Analysis: England's midfield goes AWOL in American stalemate

AL KHOR, Qatar, Nov 25 (Reuters) - English hopes of a run deep into the World Cup took a bit of a bruising on Friday when a lively and high-pressing United States team reduced the youthful stars of their tournament opener to anonymity.

Jude Bellingham, Bukayo Saka and Mason Mount dazzled in the 6-2 win over Iran on Monday and had England fans dreaming of a effervescent midfield that would take them through this World Cup and onto the next.

They looked set to sustain that momentum when Bellingham and Saka combined well in a slick move down the right flank in the 10th minute on Friday that gave captain Harry Kane a good chance to open the scoring.

A well-drilled American team had already showed that they were not going to give the England midfield the same space they enjoyed on Monday, however.

Faced with the suffocating wall of blue shirts, England soon regressed to the lethargic, predictable passing game that marked their six-match winless streak before the tournament.
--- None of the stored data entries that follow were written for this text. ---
PR #1074, opened 2021-02-13
fixed the log when using builder instead of widget on Get.to().

IsmailAlamKhan:
When routing using the builder instead of the widget on Get.to the Get.log was printing the builder instead of the name of the widget.


jonataslaw:
This really solves the problem, however, it looks like the widget builder will be called twice in this situation

IsmailAlamKhan:
@jonataslaw any workaround for that? And B.T.W thank you soo much for this awesome package.

PR #1085, opened 2021-02-18
Make plurals happen with 0 as well.

RafaRuiz:
Example:
- 0 Results.
- 1 Result.
- 2 Results.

The United States, by contrast, increasingly showed what a high tempo, accurate passing and movement off the ball can achieve and were unlucky not have the lead at halftime.
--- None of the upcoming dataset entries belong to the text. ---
PR #1092, opened 2021-02-20
Fixed bug when bodyBytes is null

jasonlaw:
When body is empty, the bodyBytes will be null, hence causing following null error:
E/flutter (28391): [ERROR:flutter/lib/ui/ui_dart_state.cc(177)] Unhandled Exception: NoSuchMethodError: The getter 'length' was called on null.

Fixed by null checking.


jonataslaw:
Thanks, LGTM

They maintained the high press and ventured forward with even more confidence after the break, breezing through the England midfield and laying siege to the exposed defence.

England manager Gareth Southgate was forced into action in the 68th minute, bringing on experienced holding midfielder Jordan Henderson for Bellingham to try and disrupt the American transition.
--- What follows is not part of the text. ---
PR #1134, opened 2021-03-01
Create an Event Rx holder to call listeners when the same value is passed

RafaRuiz:
This idea comes half-way from the [SingleLiveEvent of Android and Kotlin](https://medium.com/@abhiappmobiledeveloper/android-singleliveevent-of-livedata-for-ui-event-35d0c58512da), although this one doesn't keep the value afterwards (maybe if it's interesting, I can make it work in both ways!); this new `RxEvent<T>` will notify the listeners through `RxEvent<T>.trigger(T)`.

Jack Grealish also came on for the similarly anonymous Raheem Sterling, another of Monday's goalscorers, and England immediately looked to have a better shape.

Grealish's forays down the left wing were threatening enough to have the Americans looking to their defensive duties, allowing England a little more breathing room in the middle of the park.

As many champion teams have shown in the past, World Cups are not won in the opening round and Southgate might well be satisfied to move on to face Wales next Tuesday with the ballooning expectation triggered by Monday's win deflated.

A clean sheet behind a solid defensive effort marshalled by Harry Maguire should also please him after two late goals were conceded against Iran.

If England are to match their run to the semi-finals four years ago, however, his young midfielders are going to have to find ways of dealing with opponents who restrict their time and space.

The Americans managed only one shot on target but England will almost certainly meet opponents who can feast on a defence left vulnerable by an absent midfield.